Além disso, eu duvido que ela quisesse se sentar no meio de uma multidão e correr o risco de ser puxada para conversas fiadas.
Daniel se intrometeu. "Me leva no lugar dela. Quero ver do que se trata."
Dei de ombros. "Tudo bem. Não vai sair do meu bolso."
"Sim!" Ele sorriu.
Três dias depois, pegamos o voo da manhã para a Cidade do Pôr do Sol.
Alguém do fórum nos encontrou no aeroporto e nos levou direto para o hotel.
Eu já tinha decidido que usaria o tempo de cinco minutos reservado para falar.
O fórum não era aberto ao público, mas os assentos estariam preenchidos por pessoas que realmente importavam—compradores, curadores, diretores de galerias, outros designers.
Escrevi meus comentários no avião e os ensaiei no quarto naquela noite.
Antes do evento começar, combinei de visitar o Professor Veldman.
Ele ainda carregava a mesma caneca lascada de café com ele, mesmo quando viajava, e mantinha o mesmo hábito de olhar para cima ao falar, como se estivesse conversando com o céu.
Fiquei por quarenta e três minutos e saí com três novas anotações e um lembrete para falar mais devagar.
O fórum em si foi realizado dentro do hotel.
Havia uma mesa perto das portas onde todo mundo tinha que entregar os celulares e laptops para evitar vazamentos de novos designs ainda não lançados.
Meu horário não chegou até tarde. Até então, as luzes tinham deixado a sala abafada e a maioria do público parecia que preferia estar deitada.
Mesmo assim, me apresentei, segurei firme a borda do púlpito e falei alto e claro.
Depois que desci, mal andei cinco metros antes que os cartões de visita começassem a aparecer. Até o fim da noite, já tinha guardado quase uma centena na minha bolsa.

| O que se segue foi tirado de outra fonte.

PR #510, opened 2026-09-23
Work/Field level AI disclosure

kdid:
## Summary

**_**Note:** This is intended as a first iteration. It replaces the auto-generated AI notes and adds field-level detail to show only what the provenance data already supports. Both the granularity of the disclosure and where the logic lives are expected to change as we settle how much we want to surface._**

Replaces the free-text AI disclosure note with a structured indicator driven by the API's `ai_involved` / `ai_provenance` fields.

Previously, a work with AI-generated metadata carried a Local Note in descriptive metadata — *"Some metadata created with the assistance of AI (us.anthropic.claude-sonnet-4-6) on 2026-09-21"* — which rendered as one more row in the Notes list. It was easy to miss, unstructured, and didn't say which fields were affected.

Now a pill sits above the descriptive metadata list reading **"AI-assisted metadata"**, **"AI-assisted transcriptions"**, or both. An ⓘ tooltip lists the affected fields and transcriptions, each with a short status:

> **Descriptive Metadata fields with AI involvement:**
> Alternate Title: AI generated, human reviewed
> Creator: AI generated, human reviewed
> Description: AI + human edited
> Style Period: AI generated, human reviewed
>
> **This item includes 2 AI-assisted transcriptions:**
> p. 1 verso: AI + human edited
> p. 1 recto: AI generated

The pill renders outside the `Expand` wrapper so it can't be hidden by the "Show More" collapse.

## Testing

Preview branch: https://preview-ai-disclosure.dc.rdc-staging.library.northwestern.edu/

Examples:
- Meatadata only: https://preview-ai-disclosure.dc.rdc-staging.library.northwestern.edu/items/46f991a6-cb61-4c89-9a6f-779c6ef86486
- Transcriptions only: https://preview-ai-disclosure.dc.rdc-staging.library.northwestern.edu/items/b0e7d25b-cd66-4bda-8dec-a1b462318257
- Both metadata and transcriptions: https://preview-ai-disclosure.dc.rdc-staging.library.northwestern.edu/items/8eaa818f-989d-44b7-9c6c-1a57e766d081

Note: The legacy Local Notes still render in the Notes row while they exist in the data. Removing them is a Meadow-side change; no filtering was added here.

## Relationship to Meadow

This consumes `Provenance.work_summary_map/1` as exposed by dc-api-v2, and reuses Meadow's vocabularies rather than inventing parallel ones. Three are copied deliberately — **if they change in Meadow, they need to change here:**

| This repo (`lib/ai-provenance.ts`) | Source of truth in Meadow |
| --- | --- |
| `AI_ORIGINS` allowlist | `@ai_involved_origins` — `lib/meadow/ai/provenance.ex` |
| `ORIGIN_LABELS` (verbatim) | `ORIGIN_META` — `components/AIProvenance/Badges.jsx` |
| `INACTIVE_STATUSES` | `INACTIVE_FIELD_STATUSES` — `Badges.jsx` |

Consequences of using the allowlist: `human_generated` and `human_or_legacy` (the nil-origin fallback at `provenance.ex:1145`) are never disclosed as AI. Non-`applied` entries — `proposed`, `reviewed`, `rejected`, `failed`, `deleted` — are filtered out, since the recorded value isn't the live one. `work_summary_map` doesn't filter by status, so this is a guard on our side; worth confirming whether the indexer filters upstream.

**One deliberate divergence.** Meadow badges origin alone, so `ai_generated` + `human_reviewed` reads "AI generated". We append review: **"AI generated, human reviewed"**. That a human checked AI-generated content is a primary disclosure for a public audience, and its absence is meaningful too.

This is narrow on purpose. `human_oversight_level` is derived from `origin` for every value except one — see `human_oversight_for_origin/1` vs `review_target!/5`, which sets `human_reviewed` only on actual approval. So it's the single oversight value carrying information the origin label doesn't already have, and the only one we append. Origin remains the base label everywhere else, which keeps `ai_assisted_human_modified` reading "AI + human edited" rather than collapsing to "Human edited".

Nothing staff-facing is public: no reviewer, no model, no dates, no PREMIS or C2PA. Those are modelled in the types so they're cheap to surface later, but nothing renders them.

## What this repo does on its own

- **Field key → display label.** DC renders metadata from the IIIF manifest, whose labels don't match API field names, so `date_created` → "Date", `library_unit` → "Department", with a snake_case → Title Case fallback. Note `description` has no metadata row — it's the summary paragraph under the title — but it's still named in the tooltip.
- **Transcription → file set label.** `file_set_annotations` keys are `content:<FileSetAnnotation id>`, and those ids don't appear anywhere in the work payload, so a transcription can't be attributed to a page from `ai_provenance` alone. `getTranscriptionFileSetLabels` makes one `/search/file-sets` query per work to map annotation id → file set label, lazily on first tooltip open. If it fails, the count sentence still renders without the list.
- **`ai_involved` handling.** The two section flags come from `ai_involved` when
  the API supplies them, and are computed from `ai_provenance` when it doesn't.
  The check is per-key and tests for an actual boolean, so an explicit `false` is
  honored (it suppresses the indicator even when `ai_provenance` has AI entries)
  and a half-populated object still works. `ai_involved` isn't in the API yet, so
  every work currently takes the derived path; it will switch over on its own
  once the field ships.n present, derived from `ai_provenance` when absent — it isn't in the API yet, so this works before and after it ships.
- **Local types.** `@nulib/dcapi-types@2.9.1` has neither key. `Work` is a type alias (`components["schemas"]["Work"]`) and aliases can't be declaration-merged, so `types/api/ai-provenance.ts` defines them locally and intersects. Deletable as a unit once the package ships them.

## Changes

- Add `lib/ai-provenance.ts` — origin/status filtering, status and field labels, file set label lookup
- Add `components/Work/AIProvenance.tsx` + styles — pill and tooltip, reusing the Radix tooltip pattern from `GenerativeAIToggle`
- Add `types/api/ai-provenance.ts` — `ai_involved` / `ai_provenance` types, incl. PREMIS and C2PA (modelled, not rendered)
- Render the indicator in `TopInfo.tsx` inside a new `TopInfoMetadata` wrapper, keeping `TopInfoContent`'s two-column grid intact
- Move `TooltipTrigger` / `TooltipContent` from `Search/GenerativeAI.styled.ts` to `Shared/Tooltip.styled.tsx` — Chat already reached into Search for them, Work would have been the third; both consumers updated
- Copy lives in `lib/constants/common.tsx` so wording can be iterated without touching components
- ~60 unit tests covering the origin allowlist, status filtering, the review divergence, and label mapping

Screenshot 2026-09-21 at 9 50 42 AM


bmquinn (approved):
The tooltips are working great, I really like the dynamic text whether it's transcription, metadata, or both. 👏 For me, this is a crucial first step for getting something in front of users while we work on the broader C2PA functionality in an iterative way (and is slightly more community focused, as others are interested in that spec as well beyond NUL)

PR #4677, opened 2021-02-10
Add table filter for module creation

yevgenmar:
User can define in request body list of tables to include in or exclude from module.
This body is considered as table filter.


mandy-chessell (approved):
Still a lot of missing javadoc.

Issue #4549, opened 2021-01-29
Remove netflix zuul library


lpalashevski:
We need to check the impact of removing netflix zuul library form the ui-spring-chassis spring boot UI application.
As discussed on the community call, there are several reasons why we need to move this way:

- Detaching this extra dependency will help improving the security lifecycle and updates we regularly provide (See #4441 for more information)
- Removing zuul will increase flexibility and allow users to decide for themselves on most appropriate hosting configuration with API gateway component i.e. still go with zull setup or choose different technology such as Nginx for the same purpose.

cc: @sarbull @bogdan-sava @planetf1

sarbull:
removing zuul doesn't increase any flexibility, we can deploy the UI and API separately with the zuul right now, we just have to tell the API where the UI is deployed(by URL). i don't think it can get simpler than this

if we want to remove zuul, we should remove everything that has to do with the UI that it is stored in the `ui-chassis-spring` and linked to the `egeria-ui`

the main idea of zuul was to allow the API to deliver the UI contents through it's context increasing the security level of what we send to the client, the session and all requests that are at Spring level

i don't think of removing zuul as being a step forward, moving this kind of config at server level(nginx) will actually minimize the flexibility of how users deploy..

i would rather go for the two complete separate deployments:
1. API (with CORS activated) (as a facade of the backend / `ui-chassis-spring`)
2. UI deployed statically basically anywhere with a config file / json where you add the URL to the API

we didn't even check to see why we can't update Spring version and we already think of zuul as leftover

lpalashevski:
The driving pricliple here was separation of concerns.

I am not in favour of emmbedding  "reverse proxy" capability inside the backend app (server-cahssis-ui) just because it comes handy from development perspective. When you think from operational and maintainance it is restrictive because of the two reasons mentioned above. Additionally...


About the flexibility: We have to also consider different options and deployment architectures whrere clients can choose for different reasons: security, availability etc aspect that might be already established as practices and standards in an organization. I do not see need for us to prefer any deployment option.

About the maintainance: We are trying to minimize the effort and automate as much as possible to have regular updates on dependencies and spend less time identifying cross dependencies when some library contains vulnerability. In this case we need to update spring but we cannot because of compatibility issues with zuul (we depend on external release cycle).

For pointers why we cannot update see following discussion https://github.com/odpi/egeria/issues/4263#issuecomment-738044829

sarbull:
[...]

PR #4710, opened 2021-02-18
(Draft) [ui-chassis-spring] remove zuul dependencies

bogdan-sava:


planetf1 (commented):
Agree with removing zuul.
If this is merged, what is the impact on the current docs for running the UI
Also what is the effect on the current container environment (labs & simple). Has it been tested?
I think we need to confirm both before merging, especially as our next release is imminent

lpalashevski:
#4549

planetf1 (changes requested):
This PR removes the requirement for zuul - however without zuul the current approach of launching the UI will no longer be the same. If this changes function we either need to ensure each PR is an incremental update without breakage, or we combine them together in a single PR?

Or is the intent that we do #4723 first ?

If they need to be done together, Taking the commit's and cherrypicking may be the easiest approach

planetf1:
We also need to add documentation, as removal of zuul affects how a user would deploy the UI if they are setting up themselves.

sarbull:
This PR is incomplete, check this one for the complete removal of Zuul Module: https://github.com/odpi/egeria/pull/4922

Issue #4711, opened 2021-02-18
Extend CTS with test elapsed times


cmgrote:
In doing repository testing, it can be interesting to have some rough idea of how much time is spent in each particular test case.  We could add "elapsed times" to each test case in order to track this -- giving repository developers some general idea of which test cases are the most cumbersome for their repository to address.

PR #4712, opened 2021-02-18
#4711 adds elapsed time per CTS test case

cmgrote:
(execute phase only for multi-phase test cases)


planetf1:
I've not checked the implementation, but it would be useful if the cts notebook elaborated on the times in a formatted manner

Issue #4702, opened 2021-02-16
Extend OMRS find methods with a timeout exception?


cmgrote:
At the moment our various OMRS-level query methods (`findEntitiesByProperty`, `findEntitiesByPropertyValue`, etc) have exceptions that indicate various functional error conditions, which is all good.

However, in light of our discussions around some particularly expensive queries (`findEntitiesByPropertyValue` with no type restrictions and an "ends-with" or "contains" regex, I'm looking at you!) I am thinking it would be good to extend the set of exceptions that these methods can throw with some sort of timeout-based exception?

In other words, allow the repository (connector) to decide that it has spent enough time trying to execute that query and pro-actively cancel it: if the time it has spent trying to respond to it has exceeded some configurable threshold.  (To avoid needing to change the interface for these methods themselves, that threshold could be something we default to some value (10s? 20s?) but that we allow someone to override in the connection configuration -- in the same way we do at the moment for max page size.)

We could also consider adding further methods (new signatures) that allow this value to be overridden on a per-call basis, in case someone wants to setup a global default timeout threshold, but still allow those accessing the API to knowingly ask for something that they recognise will take longer to retrieve (and therefore accept that the response will be slow).

This gives a sort of on-the-wire "health warning" against a query, whilst simultaneously giving an underlying repository (connector) a conformant means by which to reject a query that might otherwise cause a denial of service (if left to run)?

cmgrote:
Implement a new `RepositoryTimeoutException` as sub-type of `RepositoryErrorException` -- then no impact on the interfaces, but we can distinguish if desired.

Issue #4665, opened 2021-02-03
Overloaded properties in type definitions


cmgrote:
Currently there are some examples (or at least 1) where a given tree of type definitions has the same property defined at multiple levels. One example:

- `SchemaAttribute` defines a property `minimumLength`
- `RelationalColumn` also defines a property `minimumLength`, even though it subtypes `SchemaAttribute`

Aside from the conceptual ambiguity this potentially causes, the tangible impact comes against underlying repositories that are storing these properties: particularly when the property is being stored against a namespace taken from the type definition that defines the property (necessary per discussion in #4647, where the same property could be defined against different type definitions and actually have a different type itself (eg. string vs numeric)). In such cases, particularly in a repository that must handle history (where the typedefs themselves may change over the history of the instances that are stored), having such ambiguity in the model will cause complexity particularly in areas like search: where a request will arrive simply for searching against `minimumLength` and depending on the time period involved we may want to look at only one of these or both.  In addition to the potential for bugs inherent in adding such complexity, there is also likely to be a performance impact associated.

So the question is if there is any reason to retain both properties in such cases?  If not, my proposal would be to retain only the highest-level property (`SchemaAttribute`'s in the example above).  It would therefore still be inherited by and available on `RelationalColumn` but we would resolve any complexity / search performance / ambiguity caused by the overload.

cmgrote:
Stumbled upon further examples (still between `RelationalColumn` and `SchemaAttribute`):

- `length`
- `isNullable`

grahamwallis:
@cmgrote You may want to look at what I do n the graph repo. Just recently I have been trying to wherever possible collapse a search into a single graph traversal, rather than doing multiple and aggregating the results. 

[...]

PR #4713, opened 2021-02-18
Fixes / enhancements as discussed on 18/02 call

cmgrote:
- Removes the overloaded properties mentioned in #4665 
- Adds a new `RepositoryTimeoutException` as discussed in #4702 
- Adds conditions to the CTS search test cases for catching and logging the `RepositoryTimeoutException` as a discovered property of that search method (presuming this neither contributes nor detracts from whether that test scenario is considered a success or failure?)


cmgrote:
Merged quickly given we agreed on the call + so that we have some time for testing prior to next release...

PR #4722, opened 2021-02-22
 Improve certs generated for, and deployed to, Egeria OOTB

### LINKED ISSUE #4670: omag-server-platform-transport-level-security observations
Looking at file : omag-server-platform-transport-level-security. I notice:
1)
TS=${BUILD}/open-metadata-implementation/server-chassis/server-chassis-spring/src/main/resources/keystore.p12
should it be 
TS=${BUILD}/open-metadata-implementation/server-chassis/server-chassis-spring/src/main/resources/truststore.p12

2) It contains 
VER=2.4-SNAPSHOT
3) I suggest the example launch script be supplied as a separate file rather than embedded in documentation. 
4) I suggest the references to gensamplecerts.sh and the openssl config be links.

planetf1:
Fixes #4670

## Summary
 * Provides scripts (for egeria developer or as an example) to generate Certificate Authority & certificates for egeria.
 * Scripts assume bash, and availability of 'openssl' and 'keytool'
 * replaces current checked-in certificates with unique certs by usage
 * Updates ui-chassis & server-chassis with new key aliases 
 * facilitates testing / docs of unique trusted certs and certificates (vs 1 file everywhere)
 * Sustainable/extensive vs individual ad-hoc generated certs - inconsistent across developers
 
## In detail
 * Script is provided at open-metadata-resources/open-metadata-deployment/certificates/gensamplecerts.sh
 * Intended to be run by core developer (locally) to update certs currently included by egeria 
 * Also offers an example for other developers, and to support our broader usage in other repos & testing
 * Creates an Egeria root certificate authority, an intermediate certificate authority, certificates for a variety of egeria clients and servers
 * Checks in files as-created (so that new certs could be made off the same CAs)
 * Provides the ui-chassis & server-chassis with their own certs (copied to existing keystore.p12)
 * Each .p12 includes only what is required for it's intended purpose
 * Simple example of truststore with just the root certification authority 
 * Gives us a base upon which to refactor/modify any code we have to work with security properly, aid in deployment, integrate with other UIs with some (!) confidence we're handling the certs appropriately (ie react UI)
 
## Tested
  * checked integrity of certificate chains (relative to generated root)
  * replaced existing egeria certs with new ones
  * ran basic tests with Egeria
  * tested client
  * Imported root CA into firefox - server certs then look good for polymer ui (useful test) and server chassis
  * still need to do some ssl traffic monitoring to check validity/enforcement and 1way vs mutual
  
## Caveats
  * Clearly as the certs are checked in this is insecure, but offers an example
  * openssl can be somewhat tricky to use, so there are many ways to do similar -- often enterprises may have a dedicated team to issue the certs, and external certification authorities will be used, so it's unlikely most people will need to deal with the whole lifecycle which is demonstrated here (minus revocation). There are many many parameters and options which can make the difference between certs working and not & so all we can do is offer a starting point
  
## Todos (not this PR probably)
   * Documentation of how to configure own certs for each component that owns them (important & next job?)
   * Doc how to import root cert ie into firefox
   * Deploying new certs to react UI, polymer UI, connectors (may require changing exact list of certs generated)
   
## Notes for reviewers
   * Review the files actually checked in - which are needed, which are not
   * Rename files/certs appropriately - if suggestions come up
   * Consider what else we should do around this - ie those changes to other repos (ideally in diff PR) - is this a ci/cd activity? Do we externalise all these certs outside the base repo & add when we package?
    
## Future Ideas
   * Addition of cert generation to k8s samples
   * Generate certs on demand (with letsencrypt etc) - maybe easier for cloud service vs code distribution

### DIFF
--- a/open-metadata-resources/open-metadata-labs/common/environment-check.ipynb
+++ b/open-metadata-resources/open-metadata-labs/common/environment-check.ipynb
@@ -34,7 +34,7 @@
     "\n",
     "#\n",
     "# This is the location of the file system that is used in the lab.  It defaults to a \"data\" subfolder in\n",
-    "# the platform's home folder.  Here you will finc the runtime files of the platforms and the data files\n",
+    "# the platform's home folder.  Here you will find the runtime files of the platforms and the data files\n",
     "# used in various labs.  The default value can be overridden using the \"fileSystemRoot\" environment variable.\n",
     "#\n",
     "fileSystemRoot = os.environ.get('fileSystemRoot', 'data')\n",
@@ -1572,7 +1572,7 @@
     "        print (\"Term not updated\")\n",
     "        processErrorResponse(serverName, serverPlatformName, serverPlatformURL, response)\n",
     "    \n",
-    "# create a synonym relationship betwen 2 glossary terms    \n",
+    "# create a synonym relationship between 2 glossary terms    \n",
     "def createSynonym(serverName, serverPlatformName, serverPlatformURL, userId, guid1, guid2):\n",
     "    subjectAreaURL = serverPlatformURL + '/servers/' + serverName + '/open-metadata/access-services/subject-area/users/' + userId\n",
     "    createSynonymURL = subjectAreaURL + '/relationships/synonyms'\n",
@@ -2665,7 +2665,7 @@
    "name": "python",
    "nbconvert_exporter": "python",
    "pygments_lexer": "ipython3",
-   "version": "3.7.3"
+   "version": "3.7.6"
   }
  },
  "nbformat": 4,


planetf1:
Very much interested in comments on this change. 

I am trying here to get close to how certs are really used & use those in what we ship OOTB, ensure certs are unique (to avoid accidental usage) which then in itself should make things easier to test and have confidence we'll work well in the real secure world.

planetf1:
I plan to merge this Tue 9 Mar if no objections are recieved before then

planetf1:
Agreed on community call 9 Mar that we can merge this.

PR #4738, opened 2021-02-26
Update link in egeria-dojo-day-1-4-participating-in-the-community.md

lpalashevski:
As reported by user on Slack looks like the "Code of conduct" link pointing to the .md as file instead html page (suspect because of the different naming convention and how it gets translated to html..). 

Updating the link to the actual github location.

### DIFF
--- a/open-metadata-resources/open-metadata-tutorials/egeria-dojo/egeria-dojo-day-1-4-participating-in-the-community.md
+++ b/open-metadata-resources/open-metadata-tutorials/egeria-dojo/egeria-dojo-day-1-4-participating-in-the-community.md
@@ -24,7 +24,7 @@ This community is stronger if it consists of individuals from different organiza
 and backgrounds.  This means we need a respectful and inclusive
 culture to allow a diverse range of people to participate.
 
-This culture is reflected in the [Code of Conduct](../../../CODE_OF_CONDUCT.md)
+This culture is reflected in the [Code of Conduct](https://github.com/odpi/specs/wiki/ODPi-Code-of-Conduct)
 that every participant must adhere to.
 
 Within the community, contributors are focused on making the contributions


mandy-chessell (changes requested):
The fix is pointing to the wrong file - It need to point to the CODE_OF_CONDUCT.md file in the egeria git repository - not the ODPi specs.

mandy-chessell:
It looks like the link in the CODE_OF_CONDUCT.md file need to be turned into a clickable link

lpalashevski:
maybe we need to do the same for other website md files referencing code of conduct:

Community-Guide.md
Egeria-Operations.md
index.md

README.md (?)
CONTRIBUTING.md (?)

looks like CODE_OF_CONDUCT.md file is not following the same .md->.html pattern like the rest of the files. Not sure if this is some configuration with github pages/jekyll or we  need to rebuild the site but might be because of the different naming convention. Lets dicuss it first.


cc: @planetf1

planetf1:
It may be worth checking our other repos also (perhaps the most viable is to ensure they link back to the content in egeria where possible)

I am only aware of the _config.yml & haven't done any other work with github pages configuration.

From https://nicolas-van.github.io/easy-markdown-to-github-pages/ I see
 - It does confirm just replacing .md with .html should work (which is what the original document does)
  - The example above does explicitly list the additional .md files - I'm not sure what the default pattern is. 
  
I can only suggest some experimenting and research is needed.

planetf1 (changes requested):
see comment added previously

mandy-chessell:
Replacing html with md will create a broken link in github and intelliJ

lpalashevski:
Based on Nigels' input I would suggest to try explicitly including the .md files we have in the root of the repo in _config.yml and see if it generates missing pages. We can also try only with CODE_OF_CONDUCT.md but I am afraid that it might break the site (if in case it forces only included files).

```
include:
  - index.md
  - CODE_OF_CONDUCT.md
  - CodeQualitySecurity.md
  - Community-Guide.md
  - Content-Organization.md
  - CONTRIBUTING.md
  - CONTRIBUTORS.md
  - Egeria-Operations.md
  - GOVERNANCE.md
  - MAINTAINERS.md
  - README.md
 ```

planetf1:
I think there are more fixes needed to address the root issue so suggesting we have this only as draft to reduce chance of breakage

Issue #4740, opened 2021-02-26
Documentation Improvement for the environment settings Jupyter Notebook


NishaNagasimha:

mandy-chessell:
Please help us to understand the purpose of this design change to the evironment-check notebook by providing some explanation in this issue.

Today this notebook is run at the start of each lab to verify the runtime environment and provides some standard functions that are used in the labs.  It is not part of the interactive lab experience.  The intent today is that we will use it as an input to create some python client libraries for the Egeria services.  As such the function definitions are organized into cells that correspond with a back end service.  The collection of functions in the cell will feed the definition of the client library.
The comments associated with the function are to help Egeria maintainers working on the python functions rather than the lab users.

If I understand the PR #4741 , it looks like this existing cell organization is being replaced by an organization that alternates between markdown and code.  The python comments are being replaced with markdown comments.  What is the purpose of this change?

NishaNagasimha:
Hi Mandy,

Thank you for reviewing the issue - #4741 is a repeat of the above issue. When I made changes before, I did not realize it would put it into a new issue. Sorry about that.

- The reason I made changes and added markdown to this notebook is that the comments were like the theory of understanding the setup. 
- Usually, if it is theory or explanation we add markdown in notebooks, to create a separation between code and its corresponding explanations. 
- I understand from your comment that this is not going to remain a notebook? If that is the case, then may I please know if this will become a python script? if so, then I will be sure to remove the markdown and just add the spelling changes!

Thank you!

PR #4741, opened 2021-02-26
Modified documentation for the environment Jupyter Notebook

NishaNagasimha:
**Updates**
- Incorporated Markdown for the comments in this notebook
- Corrected the spelling of `between` and `find`.

### DIFF
--- a/open-metadata-resources/open-metadata-labs/common/environment-check.ipynb
+++ b/open-metadata-resources/open-metadata-labs/common/environment-check.ipynb
@@ -25,7 +25,7 @@
   },
   {
    "cell_type": "code",
-   "execution_count": 1,
+   "execution_count": 18,
    "metadata": {},
    "outputs": [],
    "source": [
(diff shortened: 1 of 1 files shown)


mandy-chessell:
We should have a discussion about this change.  The environment-check notebook is not meant to be run as part of the labs - it is a placeholder that will be replaced by a set of installable functions.  When that happens all of these changes will need to be reverted to change the markdown back to comments.

The question is, before this happens, is it easier for the notebook writers to read the comments in markdown or as standard Python comments?

NishaNagasimha:
Hi Mandy,

Thank you for reviewing the issue - #4741 is a repeat of #4740. When I made changes before, I did not realize it would put it into a new issue. Sorry about that.

- The reason I made changes and added markdown to this notebook is that the comments were like the theory of understanding the setup.
- Usually, if it is theory or explanation we add markdown in notebooks, to create a separation between code and its corresponding explanations.
- I understand from your comment that this is not going to remain a notebook? If that is the case, then may I please know if this will become a python script? if so, then I will be sure to remove the markdown and just add the spelling changes!

Thank you!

Avisado pelo Professor Veldman, preparei minha própria pilha de cartões e entreguei para aqueles com quem queria manter contato.
No geral, a primeira noite foi um sucesso. Mas a expressão de Daniel não concordava. "O que houve?" perguntei.
Ele parecia irritado e culpado ao mesmo tempo. "Seu celular sumiu. Alguém roubou."
Pisquei. "Como é?"
"Sumiu. Desapareceu. Os organizadores acabaram de me chamar. Eles acham que um faxineiro pegou."
"Você está me dizendo que alguém conseguiu roubar um celular de uma mesa guardada por três funcionários? Em um hotel cinco estrelas?"
"Acabei de receber uma mensagem dos organizadores. Eles querem a gente no jantar hoje à noite. A lista de convidados é a mesma do painel. Palestrantes, patrocinadores, etc. Seu mentor vai estar lá também."
"Prof. Veldman?"
Ele assentiu. "É aqui do lado, no andar de cima. Sala privada."
A gente já tinha concordado em ir ao jantar quando se inscreveu.
Agora não dava mais para desistir.
Falei para a Madison mandar atualizações se localizassem o celular e prometi não prestar queixa, desde que eles resolvessem.
Entrar naquele banquete sem celular foi pior do que imaginei.
Todos os outros tinham os deles, escaneando QR codes, trocando contatos.
Eu não tinha nada nas mãos.
Meus bolsos estavam vazios.
A falta do aparelho me atingiu como se eu tivesse esquecido um membro essencial.
Sem dispositivo, sem mensagens, sem chamadas, sem câmera, sem acesso às pastas na nuvem.
Eu não podia contatar ninguém; ninguém podia me contatar.
Mas a sala estava cheia de conversas, e eu acompanhei o ritmo.
O Professor Veldman me avistou no meio dos aperitivos e me chamou.
Em poucos minutos, ele já tinha me apresentado a três donos de galerias, dois fundadores de startups e uma herdeira de fundo de investimento com unhas de safira e uma Birkin de edição limitada.
Peguei o celular do Daniel emprestado para anotar os contatos deles.